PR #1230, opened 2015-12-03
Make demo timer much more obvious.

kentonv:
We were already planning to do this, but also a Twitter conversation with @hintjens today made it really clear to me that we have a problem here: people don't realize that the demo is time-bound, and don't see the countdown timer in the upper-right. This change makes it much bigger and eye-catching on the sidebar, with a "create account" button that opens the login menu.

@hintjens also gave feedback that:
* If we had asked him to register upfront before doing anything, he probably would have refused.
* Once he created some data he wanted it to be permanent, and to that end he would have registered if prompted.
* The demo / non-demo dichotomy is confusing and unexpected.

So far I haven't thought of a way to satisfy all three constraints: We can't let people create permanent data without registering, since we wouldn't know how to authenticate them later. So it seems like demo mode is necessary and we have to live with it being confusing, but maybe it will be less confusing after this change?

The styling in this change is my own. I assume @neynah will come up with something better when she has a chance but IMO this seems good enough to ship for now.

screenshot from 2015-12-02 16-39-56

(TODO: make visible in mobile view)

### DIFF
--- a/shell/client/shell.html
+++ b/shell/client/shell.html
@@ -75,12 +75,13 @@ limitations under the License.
────────────────
■ **Problem to solve**
Each line from the one holding "(TODO: make visible in mobile view)" down to the end of the records above is to be repeated exactly; no other line belongs in the reply.

■ **Expected output**
(TODO: make visible in mobile view)

### DIFF
--- a/shell/client/shell.html
+++ b/shell/client/shell.html
@@ -75,12 +75,13 @@ limitations under the License.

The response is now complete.